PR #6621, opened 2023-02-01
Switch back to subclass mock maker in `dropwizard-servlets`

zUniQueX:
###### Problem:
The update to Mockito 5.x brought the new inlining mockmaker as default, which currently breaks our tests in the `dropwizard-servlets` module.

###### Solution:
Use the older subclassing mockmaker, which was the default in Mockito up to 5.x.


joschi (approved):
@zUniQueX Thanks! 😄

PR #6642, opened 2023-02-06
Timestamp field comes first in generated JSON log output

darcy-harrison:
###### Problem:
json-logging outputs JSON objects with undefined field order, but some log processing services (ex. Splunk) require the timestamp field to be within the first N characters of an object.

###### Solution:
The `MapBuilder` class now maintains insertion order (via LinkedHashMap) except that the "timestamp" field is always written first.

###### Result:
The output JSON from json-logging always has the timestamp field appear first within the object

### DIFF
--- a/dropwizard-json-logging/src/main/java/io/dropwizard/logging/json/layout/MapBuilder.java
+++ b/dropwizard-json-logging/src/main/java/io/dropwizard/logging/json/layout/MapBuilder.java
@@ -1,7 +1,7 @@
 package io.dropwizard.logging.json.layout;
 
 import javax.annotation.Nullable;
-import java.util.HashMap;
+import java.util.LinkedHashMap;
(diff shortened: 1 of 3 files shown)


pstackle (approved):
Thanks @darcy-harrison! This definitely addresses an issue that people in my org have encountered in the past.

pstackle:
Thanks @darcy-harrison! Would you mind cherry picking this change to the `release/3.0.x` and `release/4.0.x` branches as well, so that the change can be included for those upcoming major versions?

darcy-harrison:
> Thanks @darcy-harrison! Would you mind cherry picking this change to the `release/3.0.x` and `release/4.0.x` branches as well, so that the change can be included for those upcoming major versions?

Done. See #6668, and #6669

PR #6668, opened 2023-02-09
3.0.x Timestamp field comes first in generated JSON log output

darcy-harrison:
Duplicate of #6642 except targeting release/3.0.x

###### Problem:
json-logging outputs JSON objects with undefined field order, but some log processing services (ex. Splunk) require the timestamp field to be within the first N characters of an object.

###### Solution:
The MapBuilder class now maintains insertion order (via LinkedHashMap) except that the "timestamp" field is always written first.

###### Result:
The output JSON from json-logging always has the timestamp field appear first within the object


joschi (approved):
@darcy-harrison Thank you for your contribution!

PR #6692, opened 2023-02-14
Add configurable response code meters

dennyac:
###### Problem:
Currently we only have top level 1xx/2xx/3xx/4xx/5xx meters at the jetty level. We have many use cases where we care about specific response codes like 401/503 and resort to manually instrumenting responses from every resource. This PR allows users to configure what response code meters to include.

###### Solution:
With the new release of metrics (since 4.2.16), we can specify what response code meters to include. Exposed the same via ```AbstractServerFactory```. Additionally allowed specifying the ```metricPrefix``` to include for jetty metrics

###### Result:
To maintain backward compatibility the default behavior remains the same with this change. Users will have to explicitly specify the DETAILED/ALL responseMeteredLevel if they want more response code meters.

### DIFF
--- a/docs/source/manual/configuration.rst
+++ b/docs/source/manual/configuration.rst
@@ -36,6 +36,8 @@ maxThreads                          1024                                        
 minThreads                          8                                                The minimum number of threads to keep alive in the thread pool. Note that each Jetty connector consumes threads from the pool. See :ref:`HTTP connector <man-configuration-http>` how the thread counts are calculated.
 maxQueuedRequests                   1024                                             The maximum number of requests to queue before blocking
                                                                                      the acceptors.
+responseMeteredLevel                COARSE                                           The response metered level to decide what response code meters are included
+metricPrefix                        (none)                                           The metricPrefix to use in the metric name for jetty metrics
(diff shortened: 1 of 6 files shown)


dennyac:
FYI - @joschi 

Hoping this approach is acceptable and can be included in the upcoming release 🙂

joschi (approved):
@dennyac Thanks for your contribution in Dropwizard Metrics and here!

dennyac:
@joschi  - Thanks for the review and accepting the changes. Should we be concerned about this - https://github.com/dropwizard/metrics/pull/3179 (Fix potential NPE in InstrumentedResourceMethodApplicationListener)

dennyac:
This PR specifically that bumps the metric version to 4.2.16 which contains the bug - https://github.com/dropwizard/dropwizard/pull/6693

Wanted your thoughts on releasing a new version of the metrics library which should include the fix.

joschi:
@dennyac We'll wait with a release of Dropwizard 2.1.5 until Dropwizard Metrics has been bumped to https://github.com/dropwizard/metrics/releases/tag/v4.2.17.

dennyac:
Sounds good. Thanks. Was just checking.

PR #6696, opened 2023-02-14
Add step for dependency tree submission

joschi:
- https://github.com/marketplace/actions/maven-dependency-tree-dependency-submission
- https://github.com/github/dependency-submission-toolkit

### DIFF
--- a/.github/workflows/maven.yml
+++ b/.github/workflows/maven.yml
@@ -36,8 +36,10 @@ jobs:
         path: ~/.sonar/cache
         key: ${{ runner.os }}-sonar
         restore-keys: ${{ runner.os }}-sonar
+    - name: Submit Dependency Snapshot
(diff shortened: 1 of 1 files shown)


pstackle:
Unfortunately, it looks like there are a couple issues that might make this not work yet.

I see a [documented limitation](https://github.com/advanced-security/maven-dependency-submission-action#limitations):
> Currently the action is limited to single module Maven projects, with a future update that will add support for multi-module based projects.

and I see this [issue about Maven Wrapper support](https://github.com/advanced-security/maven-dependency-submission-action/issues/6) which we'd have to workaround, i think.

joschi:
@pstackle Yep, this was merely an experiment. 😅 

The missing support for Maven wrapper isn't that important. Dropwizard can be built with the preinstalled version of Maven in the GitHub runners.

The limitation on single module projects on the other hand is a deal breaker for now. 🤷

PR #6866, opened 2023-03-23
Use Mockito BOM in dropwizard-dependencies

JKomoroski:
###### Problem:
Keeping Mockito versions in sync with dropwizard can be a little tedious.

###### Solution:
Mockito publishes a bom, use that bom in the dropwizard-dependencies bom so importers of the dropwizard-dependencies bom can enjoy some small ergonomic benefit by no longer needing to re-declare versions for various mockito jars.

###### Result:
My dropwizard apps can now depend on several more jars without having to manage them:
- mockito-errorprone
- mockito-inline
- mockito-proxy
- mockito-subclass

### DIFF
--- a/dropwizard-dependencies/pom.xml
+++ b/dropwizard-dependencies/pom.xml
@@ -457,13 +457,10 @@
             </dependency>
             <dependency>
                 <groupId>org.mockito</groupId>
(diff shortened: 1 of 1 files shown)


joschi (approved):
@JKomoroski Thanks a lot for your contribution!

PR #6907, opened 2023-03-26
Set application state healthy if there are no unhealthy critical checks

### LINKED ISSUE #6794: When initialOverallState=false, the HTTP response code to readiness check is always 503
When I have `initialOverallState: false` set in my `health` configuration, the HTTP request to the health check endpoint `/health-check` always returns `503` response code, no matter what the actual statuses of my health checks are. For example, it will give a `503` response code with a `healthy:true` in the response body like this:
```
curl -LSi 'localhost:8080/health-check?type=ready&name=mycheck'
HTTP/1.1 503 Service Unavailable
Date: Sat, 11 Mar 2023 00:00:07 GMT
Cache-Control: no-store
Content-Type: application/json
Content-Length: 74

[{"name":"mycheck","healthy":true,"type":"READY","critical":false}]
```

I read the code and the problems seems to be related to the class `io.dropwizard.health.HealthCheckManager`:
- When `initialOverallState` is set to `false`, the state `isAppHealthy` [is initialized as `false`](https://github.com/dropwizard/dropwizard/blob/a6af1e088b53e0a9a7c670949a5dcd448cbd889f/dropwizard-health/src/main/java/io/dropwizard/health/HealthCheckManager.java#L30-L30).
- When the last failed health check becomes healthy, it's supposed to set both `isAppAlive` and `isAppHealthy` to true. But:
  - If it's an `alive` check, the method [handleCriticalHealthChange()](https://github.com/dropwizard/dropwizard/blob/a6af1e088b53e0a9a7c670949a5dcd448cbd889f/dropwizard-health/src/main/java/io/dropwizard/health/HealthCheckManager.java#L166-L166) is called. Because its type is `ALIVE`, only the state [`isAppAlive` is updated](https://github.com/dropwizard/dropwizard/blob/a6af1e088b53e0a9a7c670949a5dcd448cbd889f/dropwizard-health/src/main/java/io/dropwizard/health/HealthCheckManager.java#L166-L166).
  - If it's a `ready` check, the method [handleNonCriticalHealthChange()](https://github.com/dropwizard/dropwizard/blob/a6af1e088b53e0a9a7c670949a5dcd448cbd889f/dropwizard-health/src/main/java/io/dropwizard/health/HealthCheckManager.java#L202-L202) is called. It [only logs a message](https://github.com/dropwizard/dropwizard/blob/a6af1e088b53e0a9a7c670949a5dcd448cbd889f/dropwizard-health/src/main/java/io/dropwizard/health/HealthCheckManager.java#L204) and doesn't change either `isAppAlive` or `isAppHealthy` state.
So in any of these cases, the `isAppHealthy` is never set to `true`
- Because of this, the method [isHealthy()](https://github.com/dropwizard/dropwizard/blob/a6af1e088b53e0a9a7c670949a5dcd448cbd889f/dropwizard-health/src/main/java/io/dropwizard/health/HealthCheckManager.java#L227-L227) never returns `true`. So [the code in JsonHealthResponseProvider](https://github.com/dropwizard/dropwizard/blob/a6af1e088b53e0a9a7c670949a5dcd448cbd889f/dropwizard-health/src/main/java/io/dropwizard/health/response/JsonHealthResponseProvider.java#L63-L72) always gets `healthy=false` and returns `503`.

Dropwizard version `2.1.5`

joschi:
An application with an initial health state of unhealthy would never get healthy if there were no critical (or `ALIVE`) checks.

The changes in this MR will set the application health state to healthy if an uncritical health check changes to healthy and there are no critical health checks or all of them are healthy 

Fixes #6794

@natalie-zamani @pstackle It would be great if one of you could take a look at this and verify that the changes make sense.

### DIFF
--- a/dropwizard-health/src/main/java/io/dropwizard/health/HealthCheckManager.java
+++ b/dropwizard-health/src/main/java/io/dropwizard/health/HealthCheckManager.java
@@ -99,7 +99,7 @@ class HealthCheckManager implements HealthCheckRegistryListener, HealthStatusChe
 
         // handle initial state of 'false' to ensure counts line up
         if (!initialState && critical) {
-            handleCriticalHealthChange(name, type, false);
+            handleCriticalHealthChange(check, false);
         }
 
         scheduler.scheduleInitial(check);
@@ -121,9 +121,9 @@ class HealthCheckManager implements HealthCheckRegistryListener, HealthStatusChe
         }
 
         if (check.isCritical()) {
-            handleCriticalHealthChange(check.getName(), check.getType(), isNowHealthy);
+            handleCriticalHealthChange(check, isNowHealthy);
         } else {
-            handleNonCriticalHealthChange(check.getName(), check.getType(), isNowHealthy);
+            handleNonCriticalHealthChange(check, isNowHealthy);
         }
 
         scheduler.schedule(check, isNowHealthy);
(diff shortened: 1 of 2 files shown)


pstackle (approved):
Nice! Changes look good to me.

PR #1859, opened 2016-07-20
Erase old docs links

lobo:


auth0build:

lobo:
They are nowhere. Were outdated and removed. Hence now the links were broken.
○ ○ ○ ○ ○ ○ ○
● **REQUIRED ACTION**
All of the lines above that carry the string "getName" need to be found and copied.

● **TASK RESPONSE**
-            handleCriticalHealthChange(check.getName(), check.getType(), isNowHealthy);
-            handleNonCriticalHealthChange(check.getName(), check.getType(), isNowHealthy);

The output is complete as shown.